Weissman School of Arts and Sciences

Feit Interdisciplinary Seminar in the Humanities
Spring 2013


IDC 4050H / NTH
Tuesdays 2:30-5:25
Global Brazil: Critical Perspectives on Brazilian Culture and Society
Professor Michele Nascimento-Kettner (Modern Languages and Comparative Literature)
Professor Ana Y. Ramos-Zayas (Black and Latino Studies/Anthropology)

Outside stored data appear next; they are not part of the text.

PR #727, opened 2020-05-20
Disable renovating node version

calebeby:
Tries to disable PR's like this: https://github.com/cloudfour/cloudfour.com-patterns/pull/690

I think this is the config we want: https://github.com/renovatebot/config-help/issues/81#issuecomment-414104278

### DIFF
--- a/renovate.json
+++ b/renovate.json
@@ -2,8 +2,10 @@
   "extends": ["group:recommended", "group:monorepos"],
   "reviewers": ["team:dev"],
   "rangeStrategy": "pin",
-  "node": {
-    "supportPolicy": ["active"],
-    "rangeStrategy": "bump"
-  }
+  "packageRules": [
+    {
+      "packageNames": ["node"],
+      "enabled": false
+    }
+  ]
 }


renovate.json
```diff
@@ -2,8 +2,10 @@
...
   "rangeStrategy": "pin",
-  "node": {
-    "supportPolicy": ["active"],
-    "rangeStrategy": "bump"
-  }
+  "packageRules": [
+    {
+      "packageNames": ["node"],
+      "enabled": false
+    }
```
Paul-Hebert, line 9: So this is saying:

1. Find any package named "node"
2. Apply the following special rules to it:
3. The only special rule is to entirely disable renovate for it.

Is that right?

calebeby: Yes that is my understanding

calebeby:
No we don't have a way to test this until we merge it.

Here was my last shot at this: https://github.com/cloudfour/cloudfour.com-patterns/pull/689

_narrator: it did not work_

Paul-Hebert:
Cool, well the code looks good to me based on the linked issue and Renovate docs ¯\\\_(ツ)_/¯

I assume after we merge we just wanna keep an eye on Renovate to make sure it keeps acting correctly?

calebeby:
Yeah, should I merge or should I wait for @spaceninja to review?

calebeby:
After this is merged, I am expecting/hoping that this will auto-close: https://github.com/cloudfour/cloudfour.com-patterns/pull/690

Paul-Hebert:
Your call. I'm tempted to wait for @spaceninja 's review, but worst case this breaks renovate and not our actual codebase, so if you'd prefer to merge now that's fine with me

This course is designed as an interdisciplinary and critical introduction to the history, society, literature, and culture of Brazil, the largest nation of Latin America. Students will learn about Brazil’s colonial experience as the only Portuguese colony in the Americas, its unique experiment with monarchical institutions in the nineteenth century, and the trajectory of its uneven modernization in the twentieth century. The course will examine diverse topics including contemporary race relations, gender, sexuality, religion and spirituality, class conflict, and migration, as well as various aspects of Brazilian cultural production and performance, as reflected in film, music, literature, and other forms of popular culture. Students will engage in the critical analysis of a variety of texts, including films, fictional work, ethnography, and historical accounts, as they also pursue their own areas of intellectual and research interests. Situating Brazil in a global context, the course could be of particular interest to students who intend to pursue study abroad programs in Brazil, who might go into international professional fields (business, journalism, education, etc.), or who are considering graduate school in various disciplines in the humanities or social sciences.


IDC 4050H / MTH
Tuesdays 11:10-2:05
From Civil Rights to Black Power
Professor Johanna Fernandez, History
Professor Clarence Taylor, BHS

The modern civil rights movement, perhaps the most important social protest movement of the twentieth century, eradicated the American Apartheid system known as Jim Crow and catalyzed the passage of some of the most important laws in twentieth-century America. While prominent figures were important in shaping the civil rights struggles, the movement was also influenced by countless numbers of ordinary men and women whose names shall never be recorded in history books. This course examines the social roots and origins of the civil rights and black power movements and their relationship with broader and concurrent political and social developments in American society as a whole.